* WORK ITEM *
An exact copy of all entries is the expected answer.

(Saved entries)
PR #936, opened 2020-10-26
Fix windmill shape generation for more diverse windmill resources on the map

noctilucentgames:
Going from a lot of these: 
image
To more of these:
image
image

This will slightly increase the number of windmill sub shapes on the map.

Signed-off-by: noctilucentgames <noctilucentgames@gmail.com>

### DIFF
--- a/src/js/game/map_chunk.js
+++ b/src/js/game/map_chunk.js
@@ -195,38 +195,59 @@ export class MapChunk {
         if (distanceToOriginInChunks < 7) {
             // Initial chunks can not spawn the good stuff
             weights[enumSubShape.star] = 0;
-            weights[enumSubShape.windmill] = 0;
+            weights[enumSubShape.windmill] = 0; 
+        }
+
+        if (distanceToOriginInChunks < 10) {
+            // Initial chunk patches always have the same shape
+            const subShape = this.internalGenerateRandomSubShape(rng, weights);
+            subShapes = [subShape, subShape, subShape, subShape];
+        } else if (distanceToOriginInChunks < 15) {
+            // Later patches can also have mixed ones
+            const subShapeA = this.internalGenerateRandomSubShape(rng, weights);
+            const subShapeB = this.internalGenerateRandomSubShape(rng, weights);
+            subShapes = [subShapeA, subShapeA, subShapeB, subShapeB];
+        } else {
+            // Finally there is a mix of everything
+            subShapes = [
+                this.internalGenerateRandomSubShape(rng, weights),
+                this.internalGenerateRandomSubShape(rng, weights),
+                this.internalGenerateRandomSubShape(rng, weights),
+                this.internalGenerateRandomSubShape(rng, weights)
+            ];
         }
 
         // Makes sure windmills never spawn as whole
-        let windmillCount;
-        do {
-            windmillCount = 0;
-            if (distanceToOriginInChunks < 10) {
-                // Initial chunk patches always have the same shape
-                weights[enumSubShape.windmill] = 0; // no whole windmills
+        let windmillCount = 0;
+        for (let i = 0; i < subShapes.length; ++i) {
+            if (subShapes[i] === enumSubShape.windmill) {
+                ++windmillCount;
+            }
+        }
+        if (windmillCount > 1) {
+            weights[enumSubShape.windmill] = 0;
+            if (distanceToOriginInChunks < 15) {
+                // Turn left or right subshapes into a random type that is not windmill
                 const subShape = this.internalGenerateRandomSubShape(rng, weights);
-                subShapes = [subShape, subShape, subShape, subShape];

* RESULT *
PR #936, opened 2020-10-26
Fix windmill shape generation for more diverse windmill resources on the map

noctilucentgames:
Going from a lot of these: 
image
To more of these:
image
image

This will slightly increase the number of windmill sub shapes on the map.

Signed-off-by: noctilucentgames <noctilucentgames@gmail.com>

### DIFF
--- a/src/js/game/map_chunk.js
+++ b/src/js/game/map_chunk.js
@@ -195,38 +195,59 @@ export class MapChunk {
         if (distanceToOriginInChunks < 7) {
             // Initial chunks can not spawn the good stuff
             weights[enumSubShape.star] = 0;
-            weights[enumSubShape.windmill] = 0;
+            weights[enumSubShape.windmill] = 0; 
+        }
+
+        if (distanceToOriginInChunks < 10) {
+            // Initial chunk patches always have the same shape
+            const subShape = this.internalGenerateRandomSubShape(rng, weights);
+            subShapes = [subShape, subShape, subShape, subShape];
+        } else if (distanceToOriginInChunks < 15) {
+            // Later patches can also have mixed ones
+            const subShapeA = this.internalGenerateRandomSubShape(rng, weights);
+            const subShapeB = this.internalGenerateRandomSubShape(rng, weights);
+            subShapes = [subShapeA, subShapeA, subShapeB, subShapeB];
+        } else {
+            // Finally there is a mix of everything
+            subShapes = [
+                this.internalGenerateRandomSubShape(rng, weights),
+                this.internalGenerateRandomSubShape(rng, weights),
+                this.internalGenerateRandomSubShape(rng, weights),
+                this.internalGenerateRandomSubShape(rng, weights)
+            ];
         }
 
         // Makes sure windmills never spawn as whole
-        let windmillCount;
-        do {
-            windmillCount = 0;
-            if (distanceToOriginInChunks < 10) {
-                // Initial chunk patches always have the same shape
-                weights[enumSubShape.windmill] = 0; // no whole windmills
+        let windmillCount = 0;
+        for (let i = 0; i < subShapes.length; ++i) {
+            if (subShapes[i] === enumSubShape.windmill) {
+                ++windmillCount;
+            }
+        }
+        if (windmillCount > 1) {
+            weights[enumSubShape.windmill] = 0;
+            if (distanceToOriginInChunks < 15) {
+                // Turn left or right subshapes into a random type that is not windmill
                 const subShape = this.internalGenerateRandomSubShape(rng, weights);
-                subShapes = [subShape, subShape, subShape, subShape];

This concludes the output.